▶ [GIVEN INFORMATION]:
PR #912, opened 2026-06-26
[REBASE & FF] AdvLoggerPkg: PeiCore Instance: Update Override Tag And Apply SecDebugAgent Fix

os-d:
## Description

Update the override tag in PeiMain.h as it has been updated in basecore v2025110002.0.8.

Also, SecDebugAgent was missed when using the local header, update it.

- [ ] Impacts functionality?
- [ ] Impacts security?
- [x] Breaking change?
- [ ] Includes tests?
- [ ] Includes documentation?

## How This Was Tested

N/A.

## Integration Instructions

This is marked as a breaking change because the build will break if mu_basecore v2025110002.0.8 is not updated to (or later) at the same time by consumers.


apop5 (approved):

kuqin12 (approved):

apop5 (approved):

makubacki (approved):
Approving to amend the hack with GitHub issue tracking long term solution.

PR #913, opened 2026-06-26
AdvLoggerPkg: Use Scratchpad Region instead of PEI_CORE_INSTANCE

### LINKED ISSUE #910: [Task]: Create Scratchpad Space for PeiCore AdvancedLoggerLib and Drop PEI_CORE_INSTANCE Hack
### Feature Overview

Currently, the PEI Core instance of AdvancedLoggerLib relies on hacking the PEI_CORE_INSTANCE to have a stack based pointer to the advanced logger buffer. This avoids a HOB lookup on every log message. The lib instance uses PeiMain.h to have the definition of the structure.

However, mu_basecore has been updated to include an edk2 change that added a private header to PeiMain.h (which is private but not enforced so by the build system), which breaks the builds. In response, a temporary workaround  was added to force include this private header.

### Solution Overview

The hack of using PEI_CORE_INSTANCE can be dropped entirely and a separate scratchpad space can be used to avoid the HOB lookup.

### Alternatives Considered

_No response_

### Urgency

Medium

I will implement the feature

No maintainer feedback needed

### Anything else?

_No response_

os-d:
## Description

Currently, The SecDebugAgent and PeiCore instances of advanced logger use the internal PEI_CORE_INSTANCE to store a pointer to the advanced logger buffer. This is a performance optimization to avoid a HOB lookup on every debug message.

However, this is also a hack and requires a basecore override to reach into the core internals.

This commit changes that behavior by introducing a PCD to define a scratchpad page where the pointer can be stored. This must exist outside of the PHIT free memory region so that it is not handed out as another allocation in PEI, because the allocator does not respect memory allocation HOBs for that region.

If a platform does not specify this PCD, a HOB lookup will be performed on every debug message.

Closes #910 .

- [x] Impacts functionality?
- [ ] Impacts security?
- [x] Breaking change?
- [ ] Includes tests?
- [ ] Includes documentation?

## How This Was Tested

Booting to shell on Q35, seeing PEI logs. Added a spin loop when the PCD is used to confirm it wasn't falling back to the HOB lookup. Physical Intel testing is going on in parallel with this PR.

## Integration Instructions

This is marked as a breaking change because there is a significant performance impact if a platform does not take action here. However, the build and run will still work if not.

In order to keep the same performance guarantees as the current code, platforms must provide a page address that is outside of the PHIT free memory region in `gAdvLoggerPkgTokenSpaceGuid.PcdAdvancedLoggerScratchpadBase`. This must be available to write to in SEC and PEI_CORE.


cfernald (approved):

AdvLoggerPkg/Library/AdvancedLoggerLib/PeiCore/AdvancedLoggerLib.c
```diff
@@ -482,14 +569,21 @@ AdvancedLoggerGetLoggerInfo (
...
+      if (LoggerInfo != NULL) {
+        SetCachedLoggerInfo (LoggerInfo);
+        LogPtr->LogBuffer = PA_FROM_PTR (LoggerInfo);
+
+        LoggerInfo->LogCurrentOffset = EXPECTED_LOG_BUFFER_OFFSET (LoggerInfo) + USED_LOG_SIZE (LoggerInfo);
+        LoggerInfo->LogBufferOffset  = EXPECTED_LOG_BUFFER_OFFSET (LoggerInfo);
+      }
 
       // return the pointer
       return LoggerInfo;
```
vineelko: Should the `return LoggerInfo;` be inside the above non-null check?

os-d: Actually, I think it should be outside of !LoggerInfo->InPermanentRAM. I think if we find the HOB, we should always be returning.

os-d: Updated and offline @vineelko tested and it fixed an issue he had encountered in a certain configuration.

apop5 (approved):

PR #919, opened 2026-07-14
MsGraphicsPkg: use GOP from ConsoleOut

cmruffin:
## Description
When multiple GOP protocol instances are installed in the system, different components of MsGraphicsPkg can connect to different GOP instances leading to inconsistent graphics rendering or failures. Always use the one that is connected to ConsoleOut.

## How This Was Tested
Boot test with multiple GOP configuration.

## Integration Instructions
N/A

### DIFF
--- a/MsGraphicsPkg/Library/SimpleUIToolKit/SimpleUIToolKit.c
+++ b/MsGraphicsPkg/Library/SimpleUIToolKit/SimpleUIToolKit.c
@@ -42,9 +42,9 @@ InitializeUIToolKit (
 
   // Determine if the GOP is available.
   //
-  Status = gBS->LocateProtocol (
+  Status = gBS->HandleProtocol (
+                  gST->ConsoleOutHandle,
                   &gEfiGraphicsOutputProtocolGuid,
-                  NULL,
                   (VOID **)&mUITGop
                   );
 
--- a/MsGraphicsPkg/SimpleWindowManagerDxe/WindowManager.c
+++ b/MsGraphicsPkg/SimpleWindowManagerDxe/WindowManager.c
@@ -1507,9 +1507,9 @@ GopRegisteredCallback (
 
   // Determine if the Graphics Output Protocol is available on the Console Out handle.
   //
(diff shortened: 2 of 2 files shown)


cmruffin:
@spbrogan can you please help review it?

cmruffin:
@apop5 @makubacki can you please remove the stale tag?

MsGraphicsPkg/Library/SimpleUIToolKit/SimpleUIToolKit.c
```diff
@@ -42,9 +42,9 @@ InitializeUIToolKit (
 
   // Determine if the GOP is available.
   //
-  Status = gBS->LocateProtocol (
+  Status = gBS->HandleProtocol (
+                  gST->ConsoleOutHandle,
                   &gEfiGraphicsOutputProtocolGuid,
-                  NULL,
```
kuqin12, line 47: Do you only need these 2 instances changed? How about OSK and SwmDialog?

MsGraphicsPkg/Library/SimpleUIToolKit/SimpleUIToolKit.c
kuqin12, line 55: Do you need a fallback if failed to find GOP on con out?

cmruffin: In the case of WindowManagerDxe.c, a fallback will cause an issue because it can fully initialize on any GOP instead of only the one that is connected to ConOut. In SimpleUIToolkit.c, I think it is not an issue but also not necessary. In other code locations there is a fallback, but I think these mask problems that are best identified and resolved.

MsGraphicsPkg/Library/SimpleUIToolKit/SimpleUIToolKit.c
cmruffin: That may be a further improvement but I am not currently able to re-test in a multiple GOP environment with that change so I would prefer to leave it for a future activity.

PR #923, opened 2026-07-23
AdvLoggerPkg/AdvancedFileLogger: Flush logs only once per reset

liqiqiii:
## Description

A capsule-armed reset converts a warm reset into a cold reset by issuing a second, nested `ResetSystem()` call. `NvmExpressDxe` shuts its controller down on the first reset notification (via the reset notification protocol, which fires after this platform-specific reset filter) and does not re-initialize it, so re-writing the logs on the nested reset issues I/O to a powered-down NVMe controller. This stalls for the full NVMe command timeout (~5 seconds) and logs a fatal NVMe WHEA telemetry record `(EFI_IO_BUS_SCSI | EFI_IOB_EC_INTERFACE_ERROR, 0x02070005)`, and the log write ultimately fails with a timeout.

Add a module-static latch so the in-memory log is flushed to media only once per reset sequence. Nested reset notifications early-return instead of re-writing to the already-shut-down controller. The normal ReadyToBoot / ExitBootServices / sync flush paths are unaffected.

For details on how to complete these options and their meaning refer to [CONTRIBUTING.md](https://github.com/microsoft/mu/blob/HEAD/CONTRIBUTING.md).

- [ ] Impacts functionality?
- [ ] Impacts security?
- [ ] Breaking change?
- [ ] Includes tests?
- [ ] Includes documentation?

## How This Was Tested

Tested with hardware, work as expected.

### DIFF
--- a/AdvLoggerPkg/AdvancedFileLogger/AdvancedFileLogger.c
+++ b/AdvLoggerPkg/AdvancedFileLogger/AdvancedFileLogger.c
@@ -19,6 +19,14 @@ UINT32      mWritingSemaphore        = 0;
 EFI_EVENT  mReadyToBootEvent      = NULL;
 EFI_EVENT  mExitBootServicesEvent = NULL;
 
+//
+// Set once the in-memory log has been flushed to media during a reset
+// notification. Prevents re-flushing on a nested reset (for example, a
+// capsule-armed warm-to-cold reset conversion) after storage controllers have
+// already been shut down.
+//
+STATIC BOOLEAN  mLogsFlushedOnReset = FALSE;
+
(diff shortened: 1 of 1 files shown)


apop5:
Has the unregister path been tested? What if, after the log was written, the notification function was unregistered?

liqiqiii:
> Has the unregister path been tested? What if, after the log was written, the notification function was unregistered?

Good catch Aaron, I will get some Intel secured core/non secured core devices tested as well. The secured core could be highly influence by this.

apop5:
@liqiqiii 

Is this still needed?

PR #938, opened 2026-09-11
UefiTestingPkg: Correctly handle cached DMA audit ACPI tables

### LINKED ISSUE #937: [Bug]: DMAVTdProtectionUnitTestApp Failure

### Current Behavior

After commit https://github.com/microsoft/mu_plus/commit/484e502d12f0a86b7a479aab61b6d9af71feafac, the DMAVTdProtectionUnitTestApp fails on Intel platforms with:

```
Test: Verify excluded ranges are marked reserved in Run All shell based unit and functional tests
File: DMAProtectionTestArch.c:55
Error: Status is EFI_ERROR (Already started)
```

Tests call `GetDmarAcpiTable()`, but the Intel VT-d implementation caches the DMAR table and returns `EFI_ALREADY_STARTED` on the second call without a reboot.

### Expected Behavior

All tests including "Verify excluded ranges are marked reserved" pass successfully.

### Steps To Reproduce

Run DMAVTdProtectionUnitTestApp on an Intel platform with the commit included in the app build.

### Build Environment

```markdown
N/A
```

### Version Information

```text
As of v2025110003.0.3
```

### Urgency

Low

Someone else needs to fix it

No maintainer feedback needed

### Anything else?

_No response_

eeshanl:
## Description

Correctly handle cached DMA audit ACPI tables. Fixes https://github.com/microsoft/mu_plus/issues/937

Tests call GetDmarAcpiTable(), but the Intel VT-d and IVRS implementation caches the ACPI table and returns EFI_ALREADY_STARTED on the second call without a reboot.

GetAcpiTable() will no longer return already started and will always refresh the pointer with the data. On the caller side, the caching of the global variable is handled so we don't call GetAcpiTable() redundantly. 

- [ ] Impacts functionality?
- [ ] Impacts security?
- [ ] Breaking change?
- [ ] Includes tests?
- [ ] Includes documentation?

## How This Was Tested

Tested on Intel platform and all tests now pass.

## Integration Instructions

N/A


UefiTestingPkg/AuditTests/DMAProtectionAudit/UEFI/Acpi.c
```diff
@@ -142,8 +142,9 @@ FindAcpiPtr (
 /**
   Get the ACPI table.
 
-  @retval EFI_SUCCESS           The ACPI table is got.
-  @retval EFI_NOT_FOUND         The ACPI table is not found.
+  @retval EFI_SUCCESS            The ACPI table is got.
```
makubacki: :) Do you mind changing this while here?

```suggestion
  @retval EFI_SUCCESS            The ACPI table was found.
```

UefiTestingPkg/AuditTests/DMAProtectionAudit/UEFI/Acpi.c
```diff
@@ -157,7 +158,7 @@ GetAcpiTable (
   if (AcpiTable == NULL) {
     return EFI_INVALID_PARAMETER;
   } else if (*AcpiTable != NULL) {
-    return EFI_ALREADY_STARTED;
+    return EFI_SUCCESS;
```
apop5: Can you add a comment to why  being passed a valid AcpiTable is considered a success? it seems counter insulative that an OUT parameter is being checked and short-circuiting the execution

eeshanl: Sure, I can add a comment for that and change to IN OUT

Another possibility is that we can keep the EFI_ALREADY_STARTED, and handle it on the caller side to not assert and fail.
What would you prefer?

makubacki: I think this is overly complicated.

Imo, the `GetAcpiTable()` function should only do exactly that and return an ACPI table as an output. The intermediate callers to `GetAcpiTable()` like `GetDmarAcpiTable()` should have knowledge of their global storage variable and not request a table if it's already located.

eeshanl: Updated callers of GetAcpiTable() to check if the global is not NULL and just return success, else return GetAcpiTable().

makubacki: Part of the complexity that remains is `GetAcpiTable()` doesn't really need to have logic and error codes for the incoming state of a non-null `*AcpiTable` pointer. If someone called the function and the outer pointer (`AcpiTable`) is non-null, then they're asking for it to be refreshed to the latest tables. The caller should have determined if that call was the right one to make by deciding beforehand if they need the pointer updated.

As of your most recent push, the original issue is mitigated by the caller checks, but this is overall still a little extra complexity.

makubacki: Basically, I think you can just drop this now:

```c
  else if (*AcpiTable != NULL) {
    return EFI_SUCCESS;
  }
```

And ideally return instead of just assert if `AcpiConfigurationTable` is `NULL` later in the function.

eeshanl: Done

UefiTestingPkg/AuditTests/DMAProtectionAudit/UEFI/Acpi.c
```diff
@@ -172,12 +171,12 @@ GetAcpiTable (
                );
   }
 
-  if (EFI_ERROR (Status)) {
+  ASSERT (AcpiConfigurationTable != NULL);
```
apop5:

==

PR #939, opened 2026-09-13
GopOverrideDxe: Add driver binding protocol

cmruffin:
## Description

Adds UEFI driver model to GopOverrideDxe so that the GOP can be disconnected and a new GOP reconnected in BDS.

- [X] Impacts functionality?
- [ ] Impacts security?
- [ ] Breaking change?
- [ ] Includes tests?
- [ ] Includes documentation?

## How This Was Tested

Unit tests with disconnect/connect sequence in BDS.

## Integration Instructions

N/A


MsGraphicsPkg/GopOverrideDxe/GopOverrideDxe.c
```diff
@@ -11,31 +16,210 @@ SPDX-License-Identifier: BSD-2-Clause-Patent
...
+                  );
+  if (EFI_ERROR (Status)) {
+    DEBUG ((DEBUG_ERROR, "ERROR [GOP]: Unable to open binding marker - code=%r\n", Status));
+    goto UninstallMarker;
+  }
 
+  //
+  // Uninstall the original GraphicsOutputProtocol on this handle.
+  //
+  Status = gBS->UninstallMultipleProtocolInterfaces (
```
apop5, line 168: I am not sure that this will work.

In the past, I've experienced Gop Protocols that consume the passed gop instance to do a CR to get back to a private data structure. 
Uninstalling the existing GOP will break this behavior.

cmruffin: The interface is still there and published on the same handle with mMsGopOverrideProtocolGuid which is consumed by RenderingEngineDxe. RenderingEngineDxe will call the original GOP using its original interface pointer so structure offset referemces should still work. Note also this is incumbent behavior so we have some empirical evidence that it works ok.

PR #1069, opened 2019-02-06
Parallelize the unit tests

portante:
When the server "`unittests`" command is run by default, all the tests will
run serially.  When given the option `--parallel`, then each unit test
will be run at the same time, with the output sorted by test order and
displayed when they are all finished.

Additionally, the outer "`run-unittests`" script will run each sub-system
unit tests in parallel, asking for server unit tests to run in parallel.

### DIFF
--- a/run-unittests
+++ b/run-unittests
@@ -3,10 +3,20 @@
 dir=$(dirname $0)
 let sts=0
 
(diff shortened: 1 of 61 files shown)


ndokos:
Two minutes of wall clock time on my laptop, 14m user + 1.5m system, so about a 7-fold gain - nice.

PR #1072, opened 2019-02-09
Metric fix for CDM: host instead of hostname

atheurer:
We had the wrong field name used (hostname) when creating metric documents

▶ [INSTRUCTIONS TO FOLLOW]: Find the word "https" in the entries and show each line where it is found.

▶ [ANSWER BOX]:
For details on how to complete these options and their meaning refer to [CONTRIBUTING.md](https://github.com/microsoft/mu/blob/HEAD/CONTRIBUTING.md).
After commit https://github.com/microsoft/mu_plus/commit/484e502d12f0a86b7a479aab61b6d9af71feafac, the DMAVTdProtectionUnitTestApp fails on Intel platforms with:
Correctly handle cached DMA audit ACPI tables. Fixes https://github.com/microsoft/mu_plus/issues/937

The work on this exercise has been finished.